Columnaris was my first thought, but it just didn't look much like the columnaris that I remembered dealing with many years ago. I also had thought that it would have affected the fish that were in the tank during the August - November time frame if that was what it was since it is so highly contagious. Not disagreeing with the diagnosis, just explaining why I initially looked elsewhere for answers...

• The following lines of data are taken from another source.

PR #46, opened 2025-06-26
Handle roundtrip of "\t\n"

carloslima:
This fixes a go-yaml issue where strings like `\t\n` could be encoded but not decoded properly.

Before
```
~/c/go-yaml-2 (main)> go run x/b.go
Initial string: "\t\n"

Encoded into YAML:
|
        
2025/06/27 00:54:57 yaml: line 2: found a tab character where an indentation space is expected
exit status 1

~/c/go-yaml-2 (main) [1]>
```

After
```
~/c/go-yaml-2 (main) [1]> git checkout handle-tab-string
Switched to branch 'handle-tab-string'

carlos@hk-carlos ~/c/go-yaml-2 (handle-tab-string)> go run x/b.go
Initial string: "\t\n"

Encoded into YAML:
|
        
Decoded into Go: "\t\n"

```

Source
```
~/c/go-yaml-2 (handle-tab-string)> cat x/b.go 
package main

import (
	"fmt"
	"log"

	"go.yaml.in/yaml/v3"
)

func main() {
	initial := "\t\n"
	fmt.Printf("Initial string: %q\n", initial)

	out, err := yaml.Marshal(initial)
	if err != nil {
		log.Fatal(err)
	}
	fmt.Println("\nEncoded into YAML:")
	fmt.Print(string(out))

	var f string
	if err := yaml.Unmarshal([]byte(out), &f); err != nil {
		log.Fatal(err)
	}
}
```

### DIFF
--- a/scannerc.go
+++ b/scannerc.go
@@ -2401,7 +2401,7 @@ func yaml_parser_scan_block_scalar_breaks(parser *yaml_parser_t, indent *int, br
 		}
 
 		// Check for a tab character messing the indentation.
-		if (*indent == 0 || parser.mark.column < *indent) && is_tab(parser.buffer, parser.buffer_pos) {
+		if (parser.mark.column < *indent) && is_tab(parser.buffer, parser.buffer_pos) {
 			return yaml_parser_set_scanner_error(parser, "while scanning a block scalar",
 				start_mark, "found a tab character where an indentation space is expected")
 		}
--- a/decode_test.go
+++ b/decode_test.go
@@ -84,12 +84,18 @@ var unmarshalTests = []struct {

I certainly know better than to not QT after all these years. I've bought a LOT from this seller and never had a sick fish, and the rainbows that seem to have brought the illness in where part of a LARGE order spanning multiple tanks. I didn't have the QT space to accommodate all of them to begin with, nor did I have a QT tank large enough to realistically house 4 rainbows for a month. Most of the time when I've taken my chances with no QT, it's worked out for me - it was bound to bite me in the butt sooner or later :-\

Thanks for the help! Guess I'll move forward on trying to treat for columnaris and see if I can put a stop to the dying fish.
 
#10 ·
No labored breathing or any odd behavior aside from general lethargy in the 24 hours or so before passing. Since the last passing, nothing else has shown symptoms - not that that means anything as it seemingly laid "dormant" for several months before the latest outbreak.
 
#11 ·
UPDATE: Ultimately, I lost all of the fish in this tank and I'm looking at what to do going forward to make sure the tank is safe to restock. I've seen people say you absolutely have to tear down the tank, bleach everything, replace substrate/filter media/plants, etc. or it will unquestionably come back, no matter how much time passes. I've also read that the bacteria can only survive a little over a month with no host (so, theoretically, the tank would be "clean" in a month). And plenty of opinions on medicating and whatnot that fall between the two extremes. So for those of you who have dealt with what I'm assuming was columnaris (though it never did fit the classic symptoms), what do you recommend as the next steps to getting the tank inhabitable. I want to be smart about it (because I sure don't want to lose another tank full of fish), but I also don't want to strip the tank and have to replace substrate and plants and all of that if there's no reason to.